Caminar Hacia La Intención Que Declaramos
Escribe tu intención en el viento y luego camina hacia ella. — Pablo Neruda
El gesto poético de escribir en el viento
Pablo Neruda propone una imagen que a primera vista parece inútil: escribir en el viento. Esta metáfora sugiere una declaración íntima, casi secreta, hecha a un elemento que no retiene nada. Sin embargo, precisamente ahí reside su fuerza: no se trata de grabar la intención en piedra para exhibirla, sino de formularla con honestidad ante algo más grande que nosotros, como quien confía un deseo al mar o a las estrellas. Así, la intención se vuelve un acto de conciencia, un momento en que nombramos aquello hacia lo que queremos dirigir la vida, aun sabiendo que el mundo no nos garantiza nada a cambio.
De la declaración al movimiento
Tras esta confesión al viento, Neruda añade el imperativo: “y luego camina hacia ella”. Aquí se traza el puente entre el sueño y la acción. No basta con anhelar; es necesario traducir el deseo en pasos concretos, por pequeños que sean. Del mismo modo que en *Veinte poemas de amor y una canción desesperada* el poeta convierte sentimientos en imágenes tangibles, la frase nos invita a convertir la intención en dirección. La palabra pronunciada se transforma así en brújula, y cada jornada, por rutinaria que parezca, puede ser entendida como un tramo más de ese camino elegido.
El viento como prueba de autenticidad
Elegir el viento como destinatario implica renunciar al aplauso inmediato. A diferencia de proclamar un objetivo en público para recibir aprobación, confiárselo al viento significa preguntarse: ¿seguiría queriendo esto si nadie me viera? En ese sentido, la metáfora recuerda a los diarios personales de escritores como Franz Kafka, que escribía sin saber si sería leído. La intención, entonces, se depura de adornos y expectativas ajenas. Solo queda lo que verdaderamente importa al sujeto, aquello por lo que estaría dispuesto a perseverar incluso en silencio, sin garantías de reconocimiento.
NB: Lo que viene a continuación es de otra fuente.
PR #40591, opened 2025-09-04
[SLES-2438] Add a log file descriptor for AAS instance logging

jcstorms1:
### What does this PR do?
This PR adds a new environment variable `DD_AAS_INSTANCE_LOG_FILE_DESCRIPTOR` to narrow down the amount of tailed files when using the AAS sidecar with instance logging enabled.

### Motivation

When instance logging is enabled we tail all the files in path. This led to many open files in high load environments, which caused undesirable behavior. By adding the descriptor option we can allow users to focus on the files they care about most and limit issues with Azure's log rotation. Additionally, this is ideal for users who only want to tail the default application log `filename_default_docker.log` used by Azure App Services for application logging.

Unit Test and in an application

### DIFF
--- a/cmd/serverless-init/log/log.go
+++ b/cmd/serverless-init/log/log.go
@@ -27,7 +27,7 @@ import (
 const (
 	defaultFlushTimeout   = 5 * time.Second
 	defaultTailingPath    = "/home/LogFiles/*$COMPUTERNAME*.log"
-	modifiableTailingPath = "/home/LogFiles/*$COMPUTERNAME*.%s.log"
+	modifiableTailingPath = "/home/LogFiles/*$COMPUTERNAME*_%s.log"
 	logEnabledEnvVar      = "DD_LOGS_ENABLED"
 	envVarTailFilePath    = "DD_SERVERLESS_LOG_PATH"
 	aasInstanceTailing    = "DD_AAS_INSTANCE_LOGGING_ENABLED"
--- a/cmd/serverless-init/log/log.go
+++ b/cmd/serverless-init/log/log.go
@@ -27,11 +27,11 @@ import (
 const (
 	defaultFlushTimeout   = 5 * time.Second
 	defaultTailingPath    = "/home/LogFiles/*$COMPUTERNAME*.log"
-	modifiableTailingPath = "/home/LogFiles/*$COMPUTERNAME*_%s.log"
+	modifiableTailingPath = "/home/LogFiles/*$COMPUTERNAME*%s.log"
 	logEnabledEnvVar      = "DD_LOGS_ENABLED"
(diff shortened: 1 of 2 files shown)


nhulston (approved):
Nice

nina9753 (approved):

cmd/serverless-init/log/log.go
```diff
@@ -24,12 +25,15 @@ import (
...
 const (
-	defaultFlushTimeout = 5 * time.Second
-	logEnabledEnvVar    = "DD_LOGS_ENABLED"
-	envVarTailFilePath  = "DD_SERVERLESS_LOG_PATH"
-	aasInstanceTailing  = "DD_AAS_INSTANCE_LOGGING_ENABLED"
-	sourceEnvVar        = "DD_SOURCE"
-	sourceName          = "Datadog Agent"
+	defaultFlushTimeout   = 5 * time.Second
+	defaultTailingPath    = "/home/LogFiles/*$COMPUTERNAME*.log"
+	modifiableTailingPath = "/home/LogFiles/*$COMPUTERNAME*_%s.log"
```
apiarian-datadog: why add the underscore here before the `%s`?

cmd/serverless-init/log/log.go
```diff
@@ -24,12 +25,15 @@ import (
...
+	logEnabledEnvVar      = "DD_LOGS_ENABLED"
+	envVarTailFilePath    = "DD_SERVERLESS_LOG_PATH"
+	aasInstanceTailing    = "DD_AAS_INSTANCE_LOGGING_ENABLED"
+	aasLoggingSuffix      = "DD_AAS_INSTANCE_LOGGING_PATH_SUFFIX"
```
apiarian-datadog: nit: it's not really a suffix, it's an infix, right? since we aways have the `.log` at the end?

apiarian-datadog: nit: it's not really a suffix, it's an infix, right? since we aways have the `.log` at the end?

cmd/serverless-init/log/log.go
jcstorms1: Azure's system logs follow `timestamp_instanceID_default_docker.log`. I was thinking it would be easier to write the env var value without the `_`, but I guess it isn't that big of a deal.

apiarian-datadog: ah, so is the underscore a part of the computername, in a sense?

apiarian-datadog (approved):

cmd/serverless-init/log/log.go
jcstorms1: It is only on Azure's logs, not anything custom so it makes sense to remove it.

Caminar: la ética de la constancia
El verbo “caminar” sugiere un avance modesto, humano, lejos de los grandes saltos heroicos. Neruda no dice “corre” ni “conquista”, sino simplemente “camina”, como quien atraviesa las calles de Valparaíso sin prisa pero sin detenerse. Esta elección remite a una ética de la constancia: avanzar un poco cada día, aceptando cansancio, dudas y desvíos. En psicología del cambio de hábitos, autores como James Clear destacan cómo la repetición de pequeños actos configura identidades duraderas. Del mismo modo, caminar hacia la intención escrita en el viento significa sostener un rumbo, incluso cuando solo sea posible dar un paso más.
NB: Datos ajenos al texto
PR #40593, opened 2025-09-04
best effort to keep comments when updating YAMLs

clarkb7:
### What does this PR do?

forked from https://github.com/DataDog/datadog-agent/pull/38563

Fleet Automation now uses YAML replacement to update configuration, which is much safer than string replaces. The caveat of this is that it removed comments, ours and customers'. This PR fixes that as a best effort by serializing the YAML as `yaml.Node`. It supports the following cases:
- Comments before & after keys
- Inline comments (`key: value # comment`)

Due to YAML Marshal, indented comments will lose their indentation so I updated the `<name>.yaml.example` templates to avoid this.
For example, current template contains
```yaml
# scrubber:
#
  ## @param scrubber.additional_keys - list of strings - optional
  # additional_keys:
  #   - "sensitive_key_1"
  #   - "sensitive_key_2"
```
yaml.Node will change this to, which if uncommented is no longer valid
```yaml
# scrubber:
#
## @param scrubber.additional_keys - list of strings - optional
# additional_keys:
#   - "sensitive_key_1"
#   - "sensitive_key_2"
```
https://github.com/DataDog/datadog-agent/pull/38563 updates this to
```yaml
# scrubber:
#
##    @param scrubber.additional_keys - list of strings - optional
#    additional_keys:
#      - "sensitive_key_1"
#      - "sensitive_key_2"
```
but after uncommenting this block the comment and the fields are not at the same indent level
```yaml
scrubber:

#    @param scrubber.additional_keys - list of strings - optional
  additional_keys:
     - "sensitive_key_1"
     - "sensitive_key_2"
```
yaml.Node will change this to
```yaml
scrubber:

  #    @param scrubber.additional_keys - list of strings - optional
  additional_keys:
     - "sensitive_key_1"
     - "sensitive_key_2"
```

To keep indentation the same when both commented and uncommented, keep a single left most `#`. This whole block can be uncommented and keep its structure
```yaml
# scrubber:
#
#   # @param scrubber.additional_keys - list of strings - optional
#   additional_keys:
#     - "sensitive_key_1"
#     - "sensitive_key_2"
```

### Motivation
keep comments in yaml config

Manual QA using `bin/agent/dist/datadog.yaml` and the config IT uses on our laptops.

render template from main and branch, and then remove the first comment layer and compare diffs. should only be a few minor comment and indentation fixes
```bash
dda inv -- -e agent.generate-config --build-type="agent-py3" --output-file="datadog.yaml"
```
remove first layer of comments with
```bash
sed -Ei 's/^(\s*)# ?/\1/g' datadog.yaml.{main,branch}
```

 unit tests

### Additional Notes
Most of the changes are to fix the major caveat specified above, to move the comment indentation to __after__ the comment char (`#`).


janine-c (approved):

releasenotes/notes/fleet-setup-keep-yaml-comments-40d804ecd60e916c.yaml
```diff
@@ -0,0 +1,6 @@
+---
+enhancements:
+  - |
+    The Datadog Installer introduced in 7.65.0 now keeps YAML comments
```
julien-lebot: **❓Question :** Should this be updated to 7.72?

pkg/fleet/installer/setup/config/write.go
```diff
@@ -0,0 +1,126 @@
...
+// The values are merged as follows:
+// - If the value is a mapping, the nodes are merged recursively
+// - for other types, the src value overrides the dst value
+func mergeNodes(dst *yaml.Node, src *yaml.Node) {
+	if dst.Kind != yaml.MappingNode || src.Kind != yaml.MappingNode {
+		return
+	}
+
+	keyIndex := make(map[string]int)
+	for i := 0; i < len(dst.Content); i += 2 {
```
julien-lebot, line 93: **❓ question:** ‏ Why do we use +2?

clarkb7: `Content` has separate elements for the key and value, e.g.
```
api_key: xxx
```
has two list elements

releasenotes/notes/fleet-setup-keep-yaml-comments-40d804ecd60e916c.yaml
clarkb7: hmm I see the phrasing is a little weird.

I mean to say that starting with 7.65 the comments were being removed, and as of this release they will not be.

Aceptar la incertidumbre sin renunciar al rumbo
Escribir en el viento es aceptar que casi nada en la vida es totalmente controlable. Los planes pueden dispersarse como hojas al soplo de una ráfaga inesperada: una enfermedad, una crisis económica, un cambio de país. Sin embargo, la invitación de Neruda no es a la resignación, sino a la coherencia: mantener alineados intención y movimiento, aunque las circunstancias muten. Algo similar se percibe en *Confieso que he vivido*, donde el propio poeta narra virajes y exilios sin perder su compromiso con la poesía y la justicia. De este modo, la frase nos anima a convivir con la fragilidad del destino, pero eligiendo cada día volver a caminar hacia lo que hemos decidido ser.
La responsabilidad íntima de elegir un norte
Finalmente, la cita plantea una responsabilidad que nadie puede asumir por nosotros: elegir un norte y sostenerlo. Nadie más puede escribir nuestra intención en el viento, del mismo modo que nadie puede recorrer nuestra biografía en nuestro lugar. Como sugieren las cartas de Rainer Maria Rilke en *Cartas a un joven poeta* (1903–1908), hay decisiones existenciales que solo se toman en soledad. Sin embargo, una vez elegido ese norte, cada relación, trabajo o proyecto puede convertirse en escenario para encarnarlo. Así, la frase de Neruda no es solo un consejo poético, sino una invitación a vivir con propósito: decir en voz baja lo que deseamos ser y, luego, permitir que nuestra forma de caminar lo confirme.